8. International transfers
Some sub-processors are based outside India. When we transfer data abroad, we do so only to countries and providers that offer comparable standards of data protection and only for the stated purposes.
9. Retention
- Client project data — retained for the duration of the engagement plus 3 years, unless a longer period is required by law or agreed contractually. Source code and deliverables handed over to you are yours; we keep working copies under access control.
- Billing and tax records — retained for a minimum of 8 years as required under Indian taxation law.
- Leads & enquiries — retained for up to 24 months of inactivity, then deleted or anonymised.
- Newsletter subscribers — retained until you unsubscribe.

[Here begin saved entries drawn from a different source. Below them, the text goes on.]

PR #793, opened 2024-08-12
User-specified continuation prompt

zao111222333:
I believe the user-specified continuation prompt is a crucial feature, especially in scenarios where indentation is important (such as Python shell). I have implemented this feature by replacing the '\n' character in multi-line input with `\n`+`continuation_prompt` in display phase (in `Renderer::refresh_line`). This approach can cause a misalignment between the displayed cursor position and the actual editing position. To address this, I used `State::continuation_prompt_move_cursor` to correct these misalignments.

Additionally, I have added an example. You can run it with the following command:

``` shell
cargo run --release --example continuation_prompt --features="custom-bindings derive"
```
And the demo results:
image

However, the current implementation only meets the minimum use case (i.e., continuation prompt works when pasting multi-line text into rustyline), but I have still encountered some bugs:

+ Cursor misalignment when inserting/deleting text.
+ Cursor misalignment when moving the cursor to the top or bottom of the input.
+ Cursor misalignment when using `Cmd::Newline`.

Since I'm not very familiar with rustyline, I want to share my current implementation and seek help and suggestions here. Thank you!

### DIFF
--- a/Cargo.toml
+++ b/Cargo.toml
@@ -83,6 +83,9 @@ required-features = ["custom-bindings", "derive"]
 name = "input_multiline"
 required-features = ["custom-bindings", "derive"]
 [[example]]
+name = "continuation_prompt"
+required-features = ["custom-bindings", "derive"]
+[[example]]
 name = "input_validation"
 required-features = ["derive"]
 [[example]]
--- a/examples/continuation_prompt.rs
+++ b/examples/continuation_prompt.rs
@@ -1,0 +1,35 @@
+use rustyline::validate::MatchingBracketValidator;
+use rustyline::{Cmd, Editor, EventHandler, KeyCode, KeyEvent, Modifiers, Result, highlight::Highlighter};
+use rustyline::{Completer, Helper, Hinter, Validator};
+use std::borrow::Cow::{self, Borrowed};
+#[derive(Completer, Helper, Hinter, Validator)]
+struct InputValidator {
+    #[rustyline(Validator)]
+    brackets: MatchingBracketValidator,
+}
+
+impl Highlighter for InputValidator {
+    fn continuation_prompt<'p, 'b>(
+        &self,
+        prompt: &'p str,
+        default: bool,
+    ) -> Option<Cow<'b, str>> {
+        Some(Borrowed(".... "))
+    }
+}
+
+fn main() -> Result<()> {
+    let h = InputValidator {
+        brackets: MatchingBracketValidator::new(),
+    };
+    let mut rl = Editor::new()?;
+    rl.set_helper(Some(h));
+    rl.bind_sequence(
+        KeyEvent(KeyCode::Char('s'), Modifiers::CTRL),
+        EventHandler::Simple(Cmd::Newline),
+    );
+    let input = rl.readline(">>>> ")?;
+    println!("Input:\n{input}");
+
+    Ok(())
+}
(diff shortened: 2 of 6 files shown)


gwenn:
See #372
And https://github.com/gwenn/rustyline-notes/blob/master/src/design.md

zao111222333:
> See #372 And https://github.com/gwenn/rustyline-notes/blob/master/src/design.md

Hi, I agree with "split the input by line" mentioned in [design.md](https://github.com/gwenn/rustyline-notes/blob/master/src/design.md), the implementation here is essentially split the input in renderer (soft wrapped), and then re-align cursor.

And I'd like to contribute for continuation prompt if the new `Vec<(Range,Style)>` API is finished.

gwenn:
We might be able to fix the `Highlighter` API like [isocline](https://github.com/daanx/isocline/blob/c9310ae58941559d761fe5d2dd2713d245f18da6/include/isocline.h#L283-L294).
And also check how `isocline` handles continuation prompt:
- [ic_get_continuation_prompt_marker](https://github.com/daanx/isocline/blob/c9310ae58941559d761fe5d2dd2713d245f18da6/include/isocline.h#L331)
- [ic_enable_multiline_indent](https://github.com/daanx/isocline/blob/c9310ae58941559d761fe5d2dd2713d245f18da6/include/isocline.h#L362)

gwenn:
Also I don't want you to waste your time.
So maybe you should check if some [alternatives](https://github.com/gwenn/rustyline-notes/blob/master/src/alternatives.md) already supports continuation prompt.
For example: https://github.com/nushell/reedline/issues/112

zao111222333:
> Also I don't want you to waste your time. So maybe you should check if some [alternatives](https://github.com/gwenn/rustyline-notes/blob/master/src/alternatives.md) already supports continuation prompt. For example: [nushell/reedline#112](https://github.com/nushell/reedline/issues/112)

Thank you a lot for your time and information, I will have a try for those alternatives. 
Also I will still try to implement this feature for rustyline.

gwenn:
For the highlighting part, we might use this library:
https://crates.io/crates/ansi-str
> A library which provides a set of methods to work with ANSI strings
> It's an agnostic library in regard to different color libraries.

This method seems to do the job:
https://docs.rs/ansi-str/latest/ansi_str/fn.get_blocks.html

zao111222333:
> Just in case if you are still interested,
> 
> Could you please have a look at:
> 
> https://github.com/kkawakam/rustyline/pull/795/commits/6b34d32cb43561856d538bc729ef8cfd0d7de5aa
> 
> ?
> 
> I guess it should be feasible like the [Split](https://doc.rust-lang.org/std/str/struct.Split.html) iterator but I am not sure.

Thank you for informing, I will try it :)

gwenn:
> > Just in case if you are still interested,
> > Could you please have a look at:
> > [6b34d32](https://github.com/kkawakam/rustyline/commit/6b34d32cb43561856d538bc729ef8cfd0d7de5aa)
> > ?
> > I guess it should be feasible like the [Split](https://doc.rust-lang.org/std/str/struct.Split.html) iterator but I am not sure.
> 
> Thank you for informing, I will try it :)

Sorry I mean help me to fix it if you can...
(you cannot give it a try because it doesn't type-check)

zao111222333:
> > > Just in case if you are still interested,
> > > Could you please have a look at:
> > > [6b34d32](https://github.com/kkawakam/rustyline/commit/6b34d32cb43561856d538bc729ef8cfd0d7de5aa)
> > > ?
> > > I guess it should be feasible like the [Split](https://doc.rust-lang.org/std/str/struct.Split.html) iterator but I am not sure.
> > 
> > 
> > Thank you for informing, I will try it :)
> 
> Sorry I mean help me to fix it if you can... (you cannot give it a try because it doesn't type-check)

Oh I see, sure I can help to try how to fix it (might be this weekend). Thanks!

- Analytics data — retained per the provider's default retention (typically 14-26 months).
10. Security
We implement industry-standard safeguards: TLS on all transport, encrypted credential storage, role-based access to production systems, principle-of-least-privilege for team members, MFA on all critical admin tools, regular backups, and monitoring. No system is absolutely secure; in the event of a breach affecting your data we will notify you and the Data Protection Board as required by the DPDP Act.
11. Your rights
Subject to applicable law, you have the right to:
- access a copy of the personal data we hold about you;
- correct inaccurate or outdated information;
- erase your personal data, subject to our legal retention obligations;
- withdraw consent where we rely on it as a basis for processing;
- object to or restrict certain processing;
- nominate another person to exercise these rights on your behalf (DPDP Act);
- lodge a complaint with the Data Protection Board of India.
To exercise any right, email info@unfoldcro.com with subject "Data Rights Request". We respond within 30 days.
12. Children
Our services are not intended for children under 18. We do not knowingly collect data from minors. If you believe a minor has submitted data through our site, contact us and we will delete it.
13. Third-party links
Our website and blog may contain links to third-party sites. We are not responsible for the privacy practices of those sites. Review their policies before submitting any data.
14. Changes to this policy
We may update this policy to reflect changes to our services, legal obligations, or best practices. The updated version is published at https://unfoldcro.com/policies/privacy-policy with a new "Last updated" date. Material changes will be announced via email to subscribers and active clients.
15. Grievance Officer
In accordance with Rule 5(9) of the IT Rules and Section 10 of the DPDP Act, 2023, the Grievance Officer for UnfoldCRO is:
Adarsh
UnfoldCRO, Harda, Madhya Pradesh, India
Email: info@unfoldcro.com
We aim to acknowledge grievances within 24 hours and resolve them within 30 days.